• [Task statement] Exact repetition is required: output every record in full.

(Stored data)
PR #87473, opened 2021-07-26
Notify the Rust 2021 edition working group in zulip of edition bugs

rylev:
Notifying the group of these issues will make it easier for us to track them. 

r? @jyn514


inquisitivecrystal:
I don't think you got the syntax right. For the first two lines, I think you want something like this:

```toml
[notify-zulip."A-edition-2021"]
required_labels = ["C-bug"]
```

PR #87475, opened 2021-07-26
Remove caching from `OpaqueTypeExpander`. Fixes #87450.

### LINKED ISSUE #87450: Exponential compile time with recursive opaque type
### Code

I tried this code:

```rust
fn bar() -> impl Fn() {
    wrap(wrap(wrap(wrap(foo()))))
}

fn foo() -> impl Fn() {
    wrap(wrap(wrap(wrap(wrap(wrap(wrap(foo())))))))
}

fn wrap(f: impl Fn()) -> impl Fn() {
    move || f()
}
```

I expected running `cargo check` to produce an error like:
```
error[E0720]: cannot resolve opaque type
 --> src/lib.rs:5:13
  |
5 | fn foo() -> impl Fn() {
  |             ^^^^^^^^^ recursive opaque type
6 |     ((wrap(wrap(wrap(wrap(wrap(foo())))))))
  |     --------------------------------------- returning here with type `impl Fn<()>`
...
9 | fn wrap(f: impl Fn()) -> impl Fn() {
  |                          --------- returning this opaque type `impl Fn<()>`
```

• [Exercise output]
PR #87473, opened 2021-07-26
Notify the Rust 2021 edition working group in zulip of edition bugs

rylev:
Notifying the group of these issues will make it easier for us to track them. 

r? @jyn514


inquisitivecrystal:
I don't think you got the syntax right. For the first two lines, I think you want something like this:

```toml
[notify-zulip."A-edition-2021"]
required_labels = ["C-bug"]
```

PR #87475, opened 2021-07-26
Remove caching from `OpaqueTypeExpander`. Fixes #87450.

### LINKED ISSUE #87450: Exponential compile time with recursive opaque type
### Code

I tried this code:

```rust
fn bar() -> impl Fn() {
    wrap(wrap(wrap(wrap(foo()))))
}

fn foo() -> impl Fn() {
    wrap(wrap(wrap(wrap(wrap(wrap(wrap(foo())))))))
}

fn wrap(f: impl Fn()) -> impl Fn() {
    move || f()
}
```

I expected running `cargo check` to produce an error like:
```
error[E0720]: cannot resolve opaque type
 --> src/lib.rs:5:13
  |
5 | fn foo() -> impl Fn() {
  |             ^^^^^^^^^ recursive opaque type
6 |     ((wrap(wrap(wrap(wrap(wrap(foo())))))))
  |     --------------------------------------- returning here with type `impl Fn<()>`
...
9 | fn wrap(f: impl Fn()) -> impl Fn() {
  |                          --------- returning this opaque type `impl Fn<()>`
```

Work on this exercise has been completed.